Whenever introduced to people as an anaesthesiologist I am often confronted with the question “what is it that I exactly do in the operation theatre?” 15 years of rigorous clinical work flash in front of my eyes. However, an informed patient and an experienced surgeon will be able to tell you what difference an able anaesthesiologist can make to your surgical experience. Sometimes in the most critical patients it can be amounting to the difference between life and death.
Meg Ryan rightfully quoted that the best thing about living in modern times is Anaesthesia. Before the advent of anaesthesia surgery was a gruesome experience with the patient tied with ropes or having the assistants grab the patient tightly during surgery. No heed was paid to the dreadful pain and imminent death following surgery.
Alcohol, opium and cannabis were the earliest compounds used to produce a state of euphoria during surgery. Technique of compressing an artery running in our neck known as the carotid artery to produce a temporary state of unconsciousness has been described in the Egyptian Scriptures. Other non-drug techniques involved hypnosis, nerve compression, using cold conditions and causing brain concussions to produce a relative state of unmindfullness.
There are many reasons why people are oblivious to this magical medical expertise which can put an alert person to sleep in seconds. For one in a healthcare setting the surgeon is the first point of contact for any patient scheduled for surgery. Interaction with the anaesthesiologist before surgery is often limited to a single visit for preoperative check-up.
Patients are completely ignorant of the efforts and skills involved in giving prudent anaesthesia as usually the patients sleep when the anaesthesiologist do their job.

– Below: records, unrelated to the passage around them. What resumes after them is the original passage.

Issue #1039, opened 2022-01-15
Add support for exclude/include based on localities for 7.0.0


johscheuer:
In the new 7.0.0 release `fdbcli` added support for excluding and including processes based on localities: https://github.com/apple/foundationdb/blob/main/documentation/sphinx/source/release-notes/release-notes-700.rst#features. We Should add support for that feature as part of the changes or 7.0.0

PR #1187, opened 2022-04-28
supporting exclude using locality

09harsh:
# Description
Fixes: #1039

Added support in the operator to perform exclude using localities. 

## Type of change

## Discussion

No

## Testing

Manual testing?*
Added Unit tests

No 

## Documentation

## Follow-up

No


controllers/remove_process_groups.go
```diff
@@ -277,6 +268,30 @@ func includeProcessGroup(ctx context.Context, r *FoundationDBClusterReconciler,
...
+	fdbVersion, err := fdbv1beta2.ParseFdbVersion(cluster.Spec.Version)
+	if err != nil {
+		return false, err
+	}
+
+	hasStatusUpdate := false
+	for _, processGroup := range cluster.Status.ProcessGroups {
+		if processGroup.IsMarkedForRemoval() && removedProcessGroups[processGroup.ProcessGroupID] {
+			if fdbVersion.IsAtLeast(fdbv1beta2.Versions.LatestFdbVersion) {
+				*fdbProcessesToInclude = append(*fdbProcessesToInclude, fdbv1beta2.ProcessAddress{StringAddress: processGroup.GetExclusionString()})
```
johscheuer, line 281: We should also add in this case the IP addresses of the process group otherwise we might run in the following case:

1. Operator excludes process group
2. Upgrade to 7.0.0+ is started (and locality based exclusion is enabled)
3. Process group get's excluded again with the locality string
4. Process group gets removed and we only include the locality string and not the IPs (leaving them excluded in the cluster).

controllers/remove_process_groups_test.go
```diff
@@ -279,3 +279,112 @@ var _ = Describe("remove_process_groups", func() {
 		k8sClient.Clear()
 	})
 })
+
+var _ = Describe("validating getIncludedProcesses", func() {
```
johscheuer, line 283: Any reason why those tests are not nested in. the above describe statement?

controllers/remove_process_groups_test.go
```diff
@@ -279,3 +279,112 @@ var _ = Describe("remove_process_groups", func() {
...
+					{ProcessGroupID: "log-4", ProcessClass: "log", Addresses: []string{"1.1.2.7"}},
+				},
+			},
+		}
+		fdbProcessesToInclude = make([]fdbv1beta2.ProcessAddress, 0)
+		removedProcessGroups = make(map[string]bool)
+		processGroups = make([]*fdbv1beta2.ProcessGroupStatus, 0)
+	})
+
+	Context("fdb version is below 7.0.1", func() {
```
johscheuer, line 319: Why 7.0.1?

controllers/remove_process_groups_test.go
```diff
@@ -279,3 +279,112 @@ var _ = Describe("remove_process_groups", func() {
...
+				Expect(err).To(BeNil())
+				Expect(hasStatusUpdate).To(BeTrue())
+				Expect(len(fdbProcessesToInclude)).To(Equal(1))
+				Expect(fdbv1beta2.ProcessAddressesString(fdbProcessesToInclude, " ")).To(Equal("1.1.1.1"))
+				Expect(len(processGroups)).To(Equal(15))
+			})
+		})
+	})
+
+	Context("fdb version is above 7.0.1", func() {
```
johscheuer, line 355: Same here: Why 7.0.1?

fdbclient/admin_client.go
```diff
@@ -318,13 +318,21 @@ func (client *cliAdminClient) GetExclusions() ([]fdbv1beta2.ProcessAddress, erro
 	lines := strings.Split(output, "\n")
 	exclusions := make([]fdbv1beta2.ProcessAddress, 0, len(lines))
 	for _, line := range lines {
+		line = strings.TrimSpace(line)
+		if len(strings.Split(line, " ")) != 1 {
```
johscheuer, line 322: What is the reasoning behind this? Could you add a comment above that?

fdbclient/admin_client.go
```diff
@@ -318,13 +318,21 @@ func (client *cliAdminClient) GetExclusions() ([]fdbv1beta2.ProcessAddress, erro
...
 		exclusionMatch := exclusionLinePattern.FindStringSubmatch(line)
 		if exclusionMatch != nil {
 			pAddr, err := fdbv1beta2.ParseProcessAddress(exclusionMatch[1])
 			if err != nil {
 				return nil, err
 			}
 			exclusions = append(exclusions, pAddr)
+			continue
+		}
+		if strings.HasPrefix(line, "locality") {
```
johscheuer, line 334: I think a better way to do is querying the FDB status and returning all excluded processes that are under `excluded_servers` this way we don't need to use a regex (and I would expect that the regex from above actually matches the locality string). Have you tested this locally?

In another step( not your PR) we could query the mgmt API directly.

internal/removals/remove.go
```diff
@@ -132,8 +137,12 @@ func GetRemainingMap(logger logr.Logger, adminClient fdbadminclient.AdminClient,
 			continue
 		}
 
-		for _, pAddr := range processGroup.Addresses {
-			addresses = append(addresses, fdbv1beta2.ProcessAddress{IPAddress: net.ParseIP(pAddr)})
+		if fdbVersion.IsAtLeast(fdbv1beta2.Versions.LatestFdbVersion) {
+			addresses = append(addresses, fdbv1beta2.ProcessAddress{StringAddress: processGroup.GetExclusionString()})
```
johscheuer, line 141: Should we also add the IP addresses here? See my comment above for the background.

johscheuer (changes requested):

fdbclient/admin_client.go
09harsh: Mainly I was trying to remove the introductory line that 
```There are currently x servers or localities being excluded from the database: ```
But on talking another look I realised that this will be skipped in the later part of the code as it will not match the criteria.

File: controllers/exclude_processes_test.go [hunk 8]
```diff
@@ -136,6 +138,223 @@ var _ = Describe("exclude_processes", func() {
 	})
 })
 
+var _ = Describe("validating getProcessesToExclude", func() {
```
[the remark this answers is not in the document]
09harsh: Added it to the existing one

controllers/remove_process_groups_test.go
09harsh: typo

internal/removals/remove.go
```diff
@@ -132,8 +137,12 @@ func GetRemainingMap(logger logr.Logger, adminClient fdbadminclient.AdminClient,
 			continue
 		}
 
+		if fdbVersion.IsAtLeast(fdbv1beta2.Versions.NextMajorVersion) && cluster.GetUseLocalitiesForExclusion() {
+			addresses = append(addresses, fdbv1beta2.ProcessAddress{StringAddress: processGroup.GetExclusionString()})
+		}
 		for _, pAddr := range processGroup.Addresses {
 			addresses = append(addresses, fdbv1beta2.ProcessAddress{IPAddress: net.ParseIP(pAddr)})
+
```
johscheuer, line 145: Newline can bee removed.

johscheuer (changes requested):
Could you please run a local test to ensure those changes are working our e2e pipeline won't use this feature.

controllers/remove_process_groups.go
```diff
@@ -277,6 +268,32 @@ func includeProcessGroup(ctx context.Context, r *FoundationDBClusterReconciler,
 	return nil
 }
 
+func getIncludedProcesses(cluster *fdbv1beta2.FoundationDBCluster, removedProcessGroups map[string]bool) ([]fdbv1beta2.ProcessAddress, []*fdbv1beta2.ProcessGroupStatus, bool, error) {
+	fdbProcessesToInclude := make([]fdbv1beta2.ProcessAddress, 0)
+	processGroups := make([]*fdbv1beta2.ProcessGroupStatus, 0, len(cluster.Status.ProcessGroups))
```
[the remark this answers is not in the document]
09harsh: created an issue  #1196

docs/cluster_spec.md
```diff
@@ -155,6 +155,7 @@ FoundationDBClusterAutomationOptions provides flags for enabling or disabling op
 | replacements | Replacements contains options for automatically replacing failed processes. | [AutomaticReplacementOptions](#automaticreplacementoptions) | false |
 | ignorePendingPodsDuration | IgnorePendingPodsDuration defines how long a Pod has to be in the Pending Phase before ignore it during reconciliation. This prevents Pod that are stuck in Pending to block further reconciliation. | time.Duration | false |
 | useNonBlockingExcludes | UseNonBlockingExcludes defines whether the operator is allowed to use non blocking exclude commands. The default is false. | *bool | false |
+| useLocalitiesForExclusion | UseLocalitiesForExclusion defines whether the exclusions are done using localities instead of IP addresses. The default is false. | *bool | false |
```
johscheuer, line 158: The documentation is not updated and must be regenerated by running `make clean all` or `make docs/cluster_spec.md`.

johscheuer (changes requested):

api/v1beta2/foundationdbcluster_types.go
```diff
@@ -1753,6 +1762,11 @@ func (cluster *FoundationDBCluster) GetUseNonBlockingExcludes() bool {
 	return *cluster.Spec.AutomationOptions.UseNonBlockingExcludes
 }
 
+// UseLocalitiesForExclusion returns the value of UseLocalitiesForExclusion or false if unset.
+func (cluster *FoundationDBCluster) UseLocalitiesForExclusion(fdbVersion Version) bool {
+	return fdbVersion.IsAtLeast(Versions.NextMajorVersion) && pointer.BoolDeref(cluster.Spec.AutomationOptions.UseLocalitiesForExclusion, false)
```
johscheuer, line 1767:
```suggestion
	version, err := fdbv1beta2.ParseFdbVersion(cluster.Spec.Version)
	if err != nil {
		// Fall back to use exclusions with IP if we can't parse the version.
		// This should never happen since the version is validated in earlier steps.
		return false
	}
	
	return version.IsAtLeast(Versions.NextMajorVersion) && pointer.BoolDeref(cluster.Spec.AutomationOptions.UseLocalitiesForExclusion, false)
```

I actually meant to use a function like this. This way a user just calls the method and doesn't have to parse the version.

johscheuer (changes requested):
Please fix the failing CI. You have to regenerate the CRD files since you changed the API types.

api/v1beta2/foundationdb_database_configuration.go
```diff
@@ -49,6 +49,9 @@ type DatabaseConfiguration struct {
 	// Regions defines the regions that the database can replicate in.
 	Regions []Region `json:"regions,omitempty"`
 
+	// ExcludedServers defines the list  of excluded servers form the database.
+	ExcludedServers []ExcludedServers `json:"excluded_servers,omitempty"`
```
johscheuer, line 53: We have to ignore this slice when we compare the current and the desired configuration otherwise the operator will compare the currently excluded servers in this comparison.

johscheuer (changes requested):

johscheuer (approved):
LGTM 👍 Please wait until the build pipeline has finished with merging.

They wake up completely unaware and comfortable at the end of the surgical procedure.
An anaesthesiologist is a physician involved in patient care before, during and after surgery. Before surgery the he makes sure that all investigations are done and assesses if the surgery can be performed safely. Also, he allays the anxiety of the patient by counselling and preparing the patient for the course after surgery.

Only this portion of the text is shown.